WHAT YOU HAVE TO DO
In the data below, one line contains "### LINKED ISSUE #149: Improve" and a later one contains "One option is". Print both, with every line between them, exactly and alone.

[Data extracted from a collection]

• • •

PR #294, opened 2026-08-22
fix: advance nested has relationship paths

### LINKED ISSUE #153: Stack overflow for `has` method when going through `BelongsToMany` -> `BelongsToMany` -> `hasMany`

### LINKED ISSUE #238: Connected entities fail if more than 2 are connect with hasManyThrough Error building: HasMany@quick -> java.lang.StackOverflowError
Please see: https://github.com/akitogo/quicktest

```
getInstance("user")
            .with("usergroup.permission.extendedpermission")
            .has("usergroup.permission.extendedpermission")
```
and I use has, it works with two like `has("usergroup.permission")`  but as soon I have three (see above) I get (bearbeitet) 
an `Error building: HasMany@quick -> java.lang.StackOverflowError`

elpete:
## Issue review

Issues #238 and #153 both report stack overflows from public `has()` calls across relationship paths longer than two segments. #153 specifically traverses `BelongsToMany -> BelongsToMany -> hasMany`.

I rate both **10/10** for Quick. Arbitrarily deep relationship paths are part of the public `has()` contract, and a stack overflow is severe and difficult for callers to diagnose. The main implementation concern is preserving each relationship type's specialized comparison and pivot-table behavior while composing the nested query.

## Reproduction

I recreated both reports with public Quick entity flows:

- #238: three nested `hasManyThrough` relationships.
- #153: `Post.has("tags.posts.comments")`, which traverses two `BelongsToMany` relationships followed by a polymorphic `hasMany`.

On current `next` with `qb 14.0.0-beta.3`, both tests reproduced a `StackOverflowError`. The #153 regression overflowed after about 35 seconds.

## Root cause and fix

The old `hasNested()` recursion did not advance the remaining relationship path, which recursively resolved the same relationship forever.

An initial path-advancement repair stopped the overflow but generated invalid SQL for #153 by losing the enclosing `tags` query and referencing `tags.id` outside its scope. The final implementation composes nested `has()` calls through the established `whereHas()` relationship path. That lets each relationship type build and nest its own comparison constraints, including `BelongsToMany` pivot queries, and removes the duplicate recursive implementation.

Both regression tests use public Quick builder/entity APIs and execute the generated queries.

## Validation

- Before fix: focused suite produced 2 `StackOverflowError` errors.
- After fix: focused relationship-query suite: 39 passed, 0 failed, 0 errors.
- Full suite: 497 passed, 0 failed, 0 errors, 3 skipped.
- `box run-script format`
- `git diff --check`

Closes #238
Closes #153

### DIFF
--- a/models/QuickQB.cfc
+++ b/models/QuickQB.cfc
@@ -580,14 +580,19 @@ component
 			q = q.getQB();
 		}
 
-		arguments.relationQuery = invoke(
-			arguments.relationQuery,
-			"whereExists",
-			{ "query" : q }
-		);
+		var parentQuery            = arguments.relationQuery;
+		arguments.relationQuery    = q;
+		arguments.relationshipName = listRest( arguments.relationshipName, "." );
+		var nestedQuery            = hasNested( argumentCollection = arguments );
+		if ( structKeyExists( nestedQuery, "getQB" ) ) {
+			nestedQuery = nestedQuery.getQB();
+		}
 
-		var result = hasNested( argumentCollection = arguments );
-		return structKeyExists( result, "getQB" ) ? result.getQB() : result;
+		return invoke(
+			parentQuery,
+			"whereExists",
+			{ "query" : nestedQuery }
+		);
 	}
 
 	/**
--- a/models/QuickQB.cfc
+++ b/models/QuickQB.cfc
@@ -411,6 +411,25 @@ component
 		string combinator = "and",
 		boolean negate    = false
 	) {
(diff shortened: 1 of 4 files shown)


elpete:
## Additional issue review: #153

Addresses #153. **Fit score: 9/10.** Deep `has()` paths must compose without recursive builder state causing stack overflow. This branch includes the nested BelongsToMany -> BelongsToMany -> HasMany regression and replaces the recursive composition with bounded nested-query handling. The main tradeoff is internal complexity, covered by the relationship-query suite.

PR #299, opened 2026-08-22
fix: refresh scoped virtual projections

### LINKED ISSUE #169: fresh/refresh don't update subselect
I've got a scope like 
```
function scopeWithFoo( qb ) {
    return qb.addSubselect("foo", newEntity("someEntity").select("foo").whereSomething());
}
```
later we use the scope, but calling fresh/refresh doesn't update `foo`:
```
var base = getInstance("theModel").withFoo().firstOrFail();

// ... do things that update the foo value indirectly

var refreshedBase = base.fresh(); 
// does not reflect the change
refreshedBase.getFoo();

// does not reflect the change
base.refresh().getFoo(); 

// can see the change like this
getInstance("theModel").withFoo().whereTheModelID(base.getID()).getFoo();
```
thanks!

### LINKED ISSUE #220: refresh does not reload scopes
```
component table="RMME_A" extends="quick.models.BaseEntity" accessors=true {
    property name="id_a" type="numeric" sqltype="int";
    property name="v" type="string" sqltype="varchar";
    
    variables._key = "id_a";
    function keyType() {
		return variables._wirebox.getInstance( "NullKeyType@quick" ); // the key comes from Stripe and is not generated locally
	}

    function scopeWithComputedValue( qb ) {
        qb.appendVirtualAttribute( "computedValue" )
        qb.selectRaw("'the value in the [v] column is: <<<' + [v] + '>>>' as computedValue")
    }
}
///////
queryExecute("
	drop table if exists rmme_a;
	create table rmme_a(id_a int, v varchar(max));
")

getInstance("RMME_A").create({id_a:1, v: "AAA"})

x = getInstance("RMME_A").whereID_A(1).withComputedValue().firstOrFail()
writedump(x.getComputedValue()) // "the value in the [v] column is: <<<AAA>>>"
x.update({v: "BBB"})
x = x.refresh()
writedump(x.getV()) // "BBB", ok
writedump(x.getComputedValue()) // "the value in the [v] column is: <<<AAA>>>", computed value out of sync with actual value after a refresh


x = getInstance("RMME_A").whereID_A(1).withComputedValue().firstOrFail()
writedump(x.getComputedValue()) // "the value in the [v] column is: <<<BBB>>>", ok after full firstOrFail reload

abort;
```

This can lead to entities winding up in inconsistent states, where computed values from scopes are no longer in sync with actually refreshed data.

This behavior appears unchanged from Quick4, maybe it just needs to be documented.

elpete:
Closes #220
Closes #169

## Issue review

**Recommendation: 9/10.** Both reports describe the same correctness boundary: fresh or refreshed entities should not retain or discard derived values when the persisted data is reloaded. Replaying the projection that produced virtual data is a strong fit because `fresh()` and `refresh()` promise a current database representation.

Reasons for:
- Stale computed values leave one entity containing mutually inconsistent attributes.
- Dropped subselects make a fresh entity structurally different from the entity it replaces.
- Callers should not need to know whether a value came from a global scope, local scope, or explicit subselect.
- The originating qb query is the authoritative definition of raw and derived projections.

Tradeoffs:
- Entities containing virtual query data retain a cloned query snapshot until discarded.
- Replaying a scoped query preserves its original constraints; if the row no longer matches, the query cannot retrieve it, consistent with the scoped view that produced the entity.

## Reproduction

For #220, a public entity flow using `withFullName()` reproduced a stale virtual value after `refresh()`: the persisted attribute changed but the derived projection did not.

For #169, a public entity flow using `withLatestPostId()` reproduced the dropped subselect after `fresh()`. After changing which post was latest, the regression test expected the new post id but received an empty value. The focused bundle had 35 passes and 1 failure before implementation.

## Implementation

- Capture the underlying qb query when a loaded result contains virtual attributes.
- Replay that snapshot during both `fresh()` and `refresh()`, constrained by the entity key.
- Rehydrate raw replay results from `fresh()` into a normal Quick entity and retain the snapshot for later refreshes.
- Keep the existing path for entities without virtual query data.
- Add public integration regressions covering scoped projections and subselects.

## Validation

- Focused GetSpec: 36 passed, 0 failed, 0 errors
- Adjacent Subqueries/GlobalScope/ChildClass bundles: 48 passed, 0 failed, 0 errors, 1 skipped
- Full suite: 497 passed, 0 failed, 0 errors, 3 skipped
- `box run-script format`
- `git diff --check`

### DIFF
--- a/models/BaseEntity.cfc
+++ b/models/BaseEntity.cfc
@@ -1067,13 +1067,19 @@ component accessors="true" {
 	 * @return  quick.models.BaseEntity
 	 */
 	public any function fresh() {
-		return newQuery()
+		var freshEntity = isNull( variables._refreshQuery ) ? newQuery() : variables._refreshQuery.clone().offset( 0 );
+		var freshData   = freshEntity
+			.from( tableName() )
 			.where( function( q ) {
 				arrayZipEach( [ keyNames(), keyValues() ], function( keyName, keyValue ) {
-					q.where( keyName, keyValue );
+					q.where( this.qualifyColumn( keyName ), keyValue );
 				} );
 			} )
 			.first();
+		if ( !isStruct( freshData ) || structKeyExists( freshData, "isQuickEntity" ) ) {
+			return freshData;
+		}
+		return newEntity().hydrate( freshData ).set_refreshQuery( variables._refreshQuery );
 	}
 
 	/**
--- a/models/BaseEntity.cfc
+++ b/models/BaseEntity.cfc
@@ -200,6 +200,12 @@ component accessors="true" {
 	 */
 	property name="_virtualAttributes" persistent="false";
 
+	/**
+	 * A snapshot of the query used to load this entity. It is replayed by refresh
+	 * so scoped projections and other query customizations stay in sync.
+	 */
+	property name="_refreshQuery" persistent="false";
+
 
 	/**
 	 * A boolean flag indicating that the entity has been loaded from the database.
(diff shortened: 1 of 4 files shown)


elpete:
## Additional issue review: #169

Addresses #169. **Fit score: 9/10.** `fresh()` and `refresh()` should retain scoped virtual projections because those projections are part of the entity shape the caller requested. This branch contains a public regression and the implementation that preserves subselects when rebuilding the lookup. The only tradeoff is that deliberately dropping a projection now requires a new unscoped query.

PR #301, opened 2026-08-22
fix: synchronize loaded has-many relationships

### LINKED ISSUE #124: .deleteAll() substitutes foreign key with "true"
We have an `invoice` entity that `hasMany` `lineItems`, and in the `preDelete()` interceptor we had this code:

`this.lineItems().deleteAll()`

The resulting query was (from memory now, but the important part is right)

`DELETE FROM invoice_lineItems WHERE invoiceID = [true]`

`this.getLineItems()` works fine, as does `this.ineItems().toSQL()` -- the FK is correctly populated.

As a workaround, this works:

```
this.getLineItems()
	.each( ( l ) => {
		l.delete();
	} );
```

Overkill for what's needed but we only ever have 1-3 line items so it's not a big deal. I don't think I've ever used .deleteAll() before now. 

Quick 4.1.3, qb 8.0.3

### LINKED ISSUE #125: .deleteAll() should dissociate from the parent
Separately from https://github.com/coldbox-modules/quick/issues/124 - if on `User` I call `posts().deleteAll()`, it seems at the moment that it gets passed to QB but doesn't actually change the in-memory relationships on `User`. Should it not clear those out as well?

### LINKED ISSUE #149: Improve relationship assignment when creating new entities off of relationships
Here's two examples for `BelongsTo` and `HasMany`: (other relationships would need to be thought through, as well)

When creating an entity off of a `BelongsTo` relationship, the new related entity should be assigned to the relationship for the child entity.  For example:

```cfc
// Post.cfc
component extends="quick.models.BaseEntity" accessors="true" {

    function author() {
        return belongsTo( "User" );
    }

}
```
```cfc
var post = getInstance( "Post" ).findOrFail( 1 );
var newAuthor = post.author().create( { ... } );
post.isRelationshipLoaded( "author" ) == true;
post.getAuthor() == newAuthor;
```

The same should be true for the child entity when creating it through a `HasMany` relationship:

```cfc
// User.cfc
component extends="quick.models.BaseEntity" accessors="true" {

    function posts() {
        return hasMany( "Post" );
    }

}
```
```cfc
var user = getInstance( "User" ).findOrFail( 1 );
var newPost = user.posts().create( { ... } );
newPost.isRelationshipLoaded( "author" ) == true;
newPost.getAuthor() == user;
```

It gets tricky when trying to handle the `many` side of the relationship.  The parent entity may have other child entities related to it, and it would be incorrect to assign the relationship with only the newly created record.  Even in the case of creating a new parent entity, it is _possible_ (though unlikely) that the newly created parent entity already has related child entities.

One option is to only append the new record when the relationship is loaded.  Loading a relationship is accepting that the data was current at that point, so we can safely add a new record without worry.  Another option is to give some way for a developer to initialize the relationship as blank when creating.

One last thing to consider is if we add this feature should there be a way to disable it?  I can't think of any use case that this would be a problem with, but it's at least worth asking the question.

### LINKED ISSUE #190: Setting HasMany() Relationship After Relationship Loaded Fails to Update Relationship
If you update an entity's `hasMany` relationship _after_ the relationship has been loaded and then attempt to retrieve the relationship, it will not reflect the changes unless you `refresh()` the entity first.

This is problematic in situations where you need to validate the data you assigned to the entity either via `fill`, `populateModel`, `saveMany`, or `set` methods.  The only workaround is to reload the entity from the database first, which could introduce performance problems when dealing with many operations. It also creates inconsistent behavior where some relationships will reflect the changes and others will not after setting the data.

I suspect the issue has to do with the `_relationshipsLoaded` property being set to `true` after you initially retrieve the data and Quick not updating  `_relationshipsData` when the setter is called (or however the data was set).

The solution IMO would be to automatically force set `_relationshipsData` any time the relationship data is updated via setter, fill, saveMany(), etc.  This would prevent unneeded trips to the database and make relationship setting/getting more consistent across relationship types.

Code sample of the problem:
```
// create or get an entity (creating is easier for sake of example)
prc.task = getInstance( "Task" ).create(); 

// Load the relationship (note: you can also just eager load the relationships above)
prc.task.getTaskLocations();

// sample
prc.locations = [
    getInstance( "TaskLocation" ).create(), 
    getInstance( "TaskLocation" ).create()
];

// Now set the relationship. You have a couple options here:

// 1. Setter method (default for sake of example)
prc.task.setTaskLocations( prc.locations );

// 2. Fill method
//prc.task.fill( { taskLocations: prc.locations } );

// 3. Save Many
//prc.task.taskLocations().saveMany( prc.locations ); 

// now try to access the updated relationsihp.  It will be empty.
// you won't be able to validate against it, or do anything with the relationship data.
writeDump( var=prc.task.getTaskLocations(), top=2 ); // dump the relationship data.

prc.task.refresh(); // refresh the relationship. Danger: This will erase any other data you set but did not save() yet!

// Now the relationship data is loaded because a fresh copy was created from the database.
writeDump( var=prc.task.getTaskLocations(), top=2 ); // dump the relationship data.
```

elpete:
Closes #190
Closes #149
Closes #125
Closes #124

### #190 / #125 — synchronize loaded has-many relationships

**Recommendation: 9/10.** Mutating a relationship should update an already-loaded relationship cache. Returning stale data until `refresh()` is incorrect and unnecessarily expensive.

### #149 — assign relationships when creating through relationships

**Recommendation: 8/10.** Created related entities should expose relationship state Quick already knows, without an immediate query.

### #124 — preserve relationship constraints in `deleteAll`

**Recommendation: 10/10.** A relationship deletion must keep its foreign-key constraint and bindings. Current Quick/qb already does; the new public regression protects the executed result.

Reasons for:

- `BelongsTo.create()` knows the created parent and can safely associate/cache it.
- A loaded has-many collection represents an accepted snapshot; relationship mutations should keep that snapshot coherent.
- Seeding the inverse before saving makes it available to lifecycle events.
- Owning `deleteAll()` at the relationship layer allows Quick to synchronize or invalidate the parent cache after the database mutation.

Tradeoffs:

- Quick cannot safely infer an inverse alias such as `author` from `User.posts()`; the inverse relationship name is therefore optional and explicit.
- An unloaded parent collection is deliberately left unloaded because other related rows may already exist.
- `BelongsTo.create()` updates the child foreign key in memory but does not silently save the existing child.
- An ID-restricted relationship deletion invalidates a loaded cache instead of partially filtering composite identifiers in memory; the next getter reloads authoritative state.

## Reproduction

For #190, direct `saveMany()` reproduced stale loaded data: after loading two posts and saving two more, `getPosts()` still returned two.

For #149, public regressions showed:

- `post.author().create(...)` was forwarded through the builder and errored because no relationship-level `create()` existed.
- `user.posts().create(..., "author")` created the post but left its inverse relationship unloaded and required a refreshed parent to see it.

For #125, a public regression loaded two posts, called `user.posts().deleteAll()`, and showed that the database rows were deleted while `user.getPosts()` still returned the stale two-item cache.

• • •

OUTPUT FOR THIS EXERCISE
### LINKED ISSUE #149: Improve relationship assignment when creating new entities off of relationships
Here's two examples for `BelongsTo` and `HasMany`: (other relationships would need to be thought through, as well)

When creating an entity off of a `BelongsTo` relationship, the new related entity should be assigned to the relationship for the child entity.  For example:

```cfc
// Post.cfc
component extends="quick.models.BaseEntity" accessors="true" {

    function author() {
        return belongsTo( "User" );
    }

}
```
```cfc
var post = getInstance( "Post" ).findOrFail( 1 );
var newAuthor = post.author().create( { ... } );
post.isRelationshipLoaded( "author" ) == true;
post.getAuthor() == newAuthor;
```

The same should be true for the child entity when creating it through a `HasMany` relationship:

```cfc
// User.cfc
component extends="quick.models.BaseEntity" accessors="true" {

    function posts() {
        return hasMany( "Post" );
    }

}
```
```cfc
var user = getInstance( "User" ).findOrFail( 1 );
var newPost = user.posts().create( { ... } );
newPost.isRelationshipLoaded( "author" ) == true;
newPost.getAuthor() == user;
```

It gets tricky when trying to handle the `many` side of the relationship.  The parent entity may have other child entities related to it, and it would be incorrect to assign the relationship with only the newly created record.  Even in the case of creating a new parent entity, it is _possible_ (though unlikely) that the newly created parent entity already has related child entities.

One option is to only append the new record when the relationship is loaded.  Loading a relationship is accepting that the data was current at that point, so we can safely add a new record without worry.  Another option is to give some way for a developer to initialize the relationship as blank when creating.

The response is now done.